CUOMO: One last thing and we'll wrap it up. He is having a private conversation with the girlfriend, he is saying things that he doesn't want her associating with blacks. No "n" word. He is gracious about Magic Johnson. Is this bad enough in terms of what we've seen with people in race and what has been punished in the past to warrant this punishment now and why?

PESCA: To me the troubling aspect of the tapes weren't that he didn't use a racial slur, you can be racist without using a racial slur. The troubling aspects of the tapes they were illegal and everything stems from them. Adam Silver said you can't ignore them and the bell can't be unrung. But that's a really bad precedent. There's much more complicated things going on here than, hooray, the bad man has been smote by essentially a daddy figure, which I think is going on in this Sterling case.

CUOMO: Final point.

HILL: I don't know if it was illegal or not. We don't have enough detail yet, but what I will say based on the tapes alone it would make me say this guy's racist, I don't want him in the league, but I don't think we have the muscle to do it without all the other stuff.

CUOMO: Mike Pesca, Marc Lamont Hill, thank you very much.

(END VIDEOTAPE) BOLDUAN: Coming up next on NEW DAY, hopes dim on a diplomatic solution in Ukraine. Intense violence leaves three people dead. President Obama and German Chancellor Angela Merkel are meeting to discuss the crisis. We'll have a preview in what's at stake on the important one on one ahead.

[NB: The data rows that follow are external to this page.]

PR #2, opened 2023-02-07
[ORCA-128] Design an Airflow-friendly structure for client and tasks code

BrunoGrandePhD:
The goal of this PR was to design the basic structure of a Python module for a service that we want to support in `orca`. I used SevenBridges as the representative service here because it's the focus of the ticket that I'm working on (ORCA-22). 

I ended up implementing the classes because I was happy with the structure. I also maxed out the test and docstring coverage to 100%. I also decided to start documenting design decisions in the [CHANGELOG](https://github.com/Sage-Bionetworks-Workflows/py-orca/pull/2/files#diff-06572a96a58dc510037d5efa622f9bec8519bc1beab13c9f251e97e657a9d4ed) so they can be more easily found later. 

**Edit:** For the tests to pass, I'll need to create a Cavatica service account and create a repository secret with the connection URI. 

- [x] Create Cavatica service account
- [x] Store Cavatica account credentials in LastPass
- [x] Create a repository secret with the Cavatica connection URI

Depends on #1 

## Example DAG

Out of curiosity, I've rewritten the [`cavatica-launch-poc.py`](https://github.com/Sage-Bionetworks-Workflows/orca-recipes-airflow/blob/393c904e5a21967bcecbb84447c5bc03de76d856/dags/cavatica-launch-poc.py) DAG that I wrote as if I had already implemented the relevant methods on the `SevenBridgesTasks` class. This is a fictitious example, so I don't know if it'll work as is. For example, the ability to pull in the DAG parameters by including `params` in the task function arguments is based on this [short section](https://airflow.apache.org/docs/apache-airflow/stable/core-concepts/taskflow.html#context) in the Airflow docs, so I'll need to make sure this works. Otherwise, we'll just need to rely on Jinja templating instead (_e.g._ `hook = SevenBridgesHook("{{ params.conn_id }}")`). 

```python
from airflow.decorators import dag, task
from airflow.models.param import Param
from airflow.sensors.base import PokeReturnValue
from orca.services.sevenbridges import SevenBridgesHook

# The `Param` class allows you to define default values and perform basic type validation
params = {
    "conn_id": Param("cavatica_include", type="string"),
    "app_id": Param("bgrande/include-sandbox/kfdrc-rnaseq-workflow-3", type="string"),
}

dag_args = {
    "params": params,
    # ...
}


@dag(**dag_args)
def cavatica_launch_poc():
    @task
    def prepare_task(params=None):
        # Cavatica project ID is already specified by the connection
        hook = SevenBridgesHook(params["conn_id"])
        app_id = params["app_id"]
        task_inputs = {...}
        task = hook.tasks.get_or_create_task(app_id, task_inputs, "cavatica_launch_poc")
        return task.name

    @task
    def launch_task(task_name, params=None):
        hook = SevenBridgesHook(params["conn_id"])
        task = hook.tasks.get_task(task_name)
        task.run()
        return task_name

    # @task.sensor was added in Airflow 2.5
    @task.sensor(poke_interval=300, timeout=604800, mode="reschedule")
    def monitor_task(task_name, params=None):
        hook = SevenBridgesHook(params["conn_id"])
        task_state = hook.tasks.get_task_state(task_name)
        is_done = task_state in {"COMPLETED", "FAILED"}
        # PokeReturnValue allows you to return a value in addition to unblocking the sensor
        return PokeReturnValue(is_done, task_state)

    draft_task_name = prepare_task()
    task_name = launch_task(draft_task_name)
    task_state = monitor_task(task_name)
```


.env.example
```diff
@@ -0,0 +1,65 @@
...
+
+# Synapse credentials
+# -------------------
+# <access-token>: Replace with a Synapse personal access
+#   token (PAT), which can be generated here:
+#   https://www.synapse.org/#!PersonalAccessTokens
+#
+# Examples:
+#   SYNAPSE_CONNECTION_URI=syn://:eyJ0[...]QP7g@
+SYNAPSE_CONNECTION_URI=syn://:<access-token>@
```
thomasyu888, line 29: Hmm, did we want to support the different synapse endpoints?  (That said, I think this is fine - there are 4 separate synapse endpoints which would complicate things)

CHANGELOG.md
```diff
@@ -1,7 +1,20 @@
...
+## Unreleased
 
-- Feature A added
-- FIX: nasty bug #1729 fixed
-- add your changes here!
+### New Features
+
+- Add basic support for SevenBridges service (_i.e_ client factory, tasks, and hook)
+
+### Design Decisions
```
thomasyu888, line 9: I like this, we should try to leverage github releases as much as possible with these things. You can auto generate release notes which will capture all the PR's from the new release to the latest release

src/orca/services/sevenbridges/client_factory.py
```diff
@@ -0,0 +1,174 @@
...
+        """Resolve SevenBridges credentials based on priority.
+
+        This method will update the attribute values (if applicable).
+        """
+        # Short-circuit method if absent because Connection is slow-ish
+        if os.environ.get(self.CONNECTION_ENV) is None:
+            return
+
+        # Retrieve information from environment (if available)
+        env_connection_uri = os.environ.get(self.CONNECTION_ENV, "")
```
BWMac: Is there a reason to include the case for `""` if `os.environ.get(self.CONNECTION_ENV)` is `None` if you have already handled that case above?

src/orca/services/sevenbridges/client_factory.py
```diff
@@ -0,0 +1,174 @@
...
+from typing import Any, Optional
+
+from airflow.models.connection import Connection
+from sevenbridges import Api
+from sevenbridges.http.error_handlers import maintenance_sleeper, rate_limit_sleeper
+
+from orca.errors import ClientArgsError, ClientRequestError
+
+
+@dataclass
```
BWMac: Is the primary advantage to using a `dataclass` here being able to be picky about typing of arguments used to initialize it?

src/orca/services/sevenbridges/hook.py
```diff
@@ -0,0 +1,48 @@
...
+        """Construct SevenBridgesHook using an Airflow connection.
+
+        Args:
+            conn_id: An Airflow connection ID.
+                Defaults to ``default_conn_name``.
+        """
+        super().__init__(*args, **kwargs)
+        self.connection = self.get_connection(conn_id)
+        extras = self.connection.extra_dejson
+        self.project = extras.get("project")
```
BWMac, line 32: is "project" always a required field in the `extras` where project-specific info will live? Might want to document somewhere what should/shouldn't go in there.

.github/workflows/ci.yml
```diff
@@ -63,8 +63,6 @@ jobs:
         platform:
         - ubuntu-latest
         - macos-latest
-        # TODO: Debug the Windows issues
-        # - windows-latest
```
thomasyu888, line 67: Is it worth locking down specific versions of ubuntu/mac/windows?

setup.cfg
```diff
@@ -49,6 +49,7 @@ python_requires = >=3.8
 # Updates here should be reflected in `docs/requirements.txt`
 install_requires =
     apache-airflow~=2.4
+    sqlalchemy<2.0
```
BWMac: Is this a necessary requirement?

BWMac (commented):
I think this is a great step towards having an airflow-friendly package. I especially like the structure of the `SevenBridgesClientFactory` and I think this will be a reuseable model for adding more services

src/orca/services/sevenbridges/client_factory.py
BrunoGrandePhD: The main advantage of the `dataclass` in the standard Python library is that it eliminates boilerplate (like defining an `__init__()` method that just stores the parameters as attributes. They intentionally avoid using the type hints for validation ([source](https://docs.python.org/3/library/dataclasses.html#class-variables)). 

That said, your comment prompted me to look into how easy it would be to leverage `pydantic` validation using type hints, and I found that they have a `dataclass` [drop-in replacement](https://docs.pydantic.dev/usage/dataclasses/). I've made the switch, so we're now validating the input values.

setup.cfg
BrunoGrandePhD: I added a comment to clarify why I added this. It's in response to a warning from SQLAlchemy ([source](https://sqlalche.me/e/b8d9)).

src/orca/services/sevenbridges/client_factory.py
BrunoGrandePhD: You're right! The above short circuit was a relatively late change, so I don't need to use `get()` anymore.

src/orca/services/sevenbridges/hook.py
BrunoGrandePhD: In this case, I'm using the `project` name since that's what is used by SevenBridges. We would use `workspace` for Tower. I added the following to the description of the `hook.py` submodule. Let me know if this answers your questions. 

> This hook also takes advantage of
> extra field associated with connection objects to configure the
> underlying client and/or tasks objects. Whether to include a value
> as the extra connection field probably depends on whether that
> value is useful to change the overall state of the underlying
> client and/or tasks objects (e.g., `project` for SevenBridgesTasks)
> and whether the value is invariable for a given DAG.

src/orca/services/sevenbridges/hook.py
```diff
@@ -0,0 +1,48 @@
...
+
+    @cached_property
+    def client(self) -> Api:
+        """Retrieve authenticated SevenBridges client."""
+        client_args = SevenBridgesClientFactory.map_connection(self.connection)
+        factory = SevenBridgesClientFactory(**client_args)
+        return factory.get_client()
+
+    @cached_property
+    def tasks(self) -> SevenBridgesTasks:
```
thomasyu888, line 46: I think this makes sense.  Just to make sure I'm on the same page, the hook uses the `SevenBridgesClientFactory` to create the client, then the `SevenBridgesTasks` itself takes in the client and has all the commands that the sbg client can do on a specific project.

Is there a way to create projects?

thomasyu888 (approved):
🚀 See my initial comments, but this looks good.   Do you think we would need a `BaseFactory` class?

.env.example
BrunoGrandePhD: That idea did come up in conversation with @BWMac on Monday. This way, we wouldn't be artificially incrementing Synapse IDs (assuming separate databases), and the files would get deleted automatically (I think). This wouldn't work though for tests that use Synapse files as input unless we create them as part of the setup for the Synapse integration tests. 

To address the fact that Synapse actually has 4 different API endpoints, we can use `connection.host = "staging.synapse.org"` as a shorthand to run [this method](https://github.com/Sage-Bionetworks/synapsePythonClient/blob/c0acef913f51ec99c57031077a9273cc76cbb820/synapseclient/client.py#L302) on the Synapse client.

CHANGELOG.md
BrunoGrandePhD: Yeah, minting releases going forward will just involve creating a tagged commit that changes the CHANGELOG heading from "Unreleased" to a specific version and then copy-pasting the contents into the GitHub release notes.

src/orca/services/sevenbridges/hook.py
BWMac: I think this is good, thanks!

.github/workflows/ci.yml
BrunoGrandePhD: I don't see a strong motivation because I would like to know if the CI breaks when the OS is upgraded. On the other hands, we could test a range of versions (probably with Ubuntu), but I'm not very concerned about this.

src/orca/services/sevenbridges/hook.py
BWMac: Looks like there is a way to create projects in the `sevenbridges` [python package](https://sevenbridges-python.readthedocs.io/en/latest/sevenbridges.models/?highlight=project#sevenbridges.models.project.Project.create)

BrunoGrandePhD: The beautiful thing about this setup (_i.e._ giving the hook both the `client` and `tasks` properties) is that if the `tasks` object doesn't offer a convenience function for a given operation, you can always use the `client` object to make "lower-level" calls. 

For example, `SevenBridgesTasks` doesn't have a convenience method for creating a project, but the `sevenbridges.Api` class does ([docs](https://sevenbridges-python.readthedocs.io/en/latest/quickstart/#project-methods-an-introduction-to-methods-in-the-sevenbridges-python-library)). In an Airflow DAG, it would still be one line of code because the SevenBridges client offers an easy method for creating a project. 

```python
@task
def create_project(task_name, params=None):
    hook = SevenBridgesHook(params["conn_id"])
    project = hook.client.projects.create(name="My new project", billing_group=params["billing_group"])
    return project.id
```

thomasyu888: Excellent!

CHANGELOG.md
thomasyu888: Hm, I think we are saying the same thing, but just to be sure.  I'm suggesting we use the github auto feature that creates something like this:.  That said, this feature doesn't keep track of design decisions so I find a lot of value in the CHANGELOG.
 
image

src/orca/services/sevenbridges/client_factory.py
```diff
@@ -0,0 +1,176 @@
+import os
+from dataclasses import field
+from functools import cached_property
+from typing import Any, Optional
+
+from airflow.models.connection import Connection
+from pydantic.dataclasses import dataclass
```
thomasyu888, line 7: Nice usage of pydantic which seems to be regularly maintained.  I know i've said this before, but the more dependencies we add, the more risk we create for ourselves when handling updates.  That said, the dependencies you add always provide large value.

.env.example
thomasyu888: Good idea - I dont think it's urgent to add it but it might be nice for consistency.

The other issue is that the staging endpoint actually isn't always up and running.

src/orca/services/sevenbridges/hook.py
BrunoGrandePhD: I posted my comment before seeing yours, @BWMac. Good catch!

src/orca/services/sevenbridges/client_factory.py
BrunoGrandePhD: Noted! I do try to be judicious when adding dependencies, but I still want to hear if ever you conclude that value added is too limited to justify the dependency.

CHANGELOG.md
BrunoGrandePhD: I'll look into how I can combine the GitHub feature, which is neat, with the CHANGELOG. We should also strive for informative PR titles.

BrunoGrandePhD:
@thomasyu888: Regarding the creation of a `BaseClientFactory` class, you've read my mind. I'm going to implement that when we tackle the second client factory because there is indeed a good amount of shared logic between services for client construction.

And also tune in this Sunday at 9:00 p.m. Eastern for "PARTS UNKNOWN." This week, Anthony Bourdain is heading to Mexico. Take a look.


ANTHONY BOURDAIN, HOST, CNN'S "PARTS UNKNOWN": This quiet little town is about 15 miles outside of Oaxaca. The pre-Hispanic Mexico are celebrated and packaged for consumption. Abigail Mendoza and her sister are Zapoteca. Original people from Mexico before the Spanish. Before the Aztecs. This is her restaurant where Abigail has been grinding corn by hand, making massa and moles like this the ridiculously faithful, time-consuming, difficult, traditional way she was taught to make these things. In the way she's been making them since she was 6 years old.

Look at her hands, by the way. Small, surprisingly delicate given all the hard work, all the pushing, kneading, grinding, stone against stone over the years. Then look at her forearms. The power there. It's impressive and beautiful.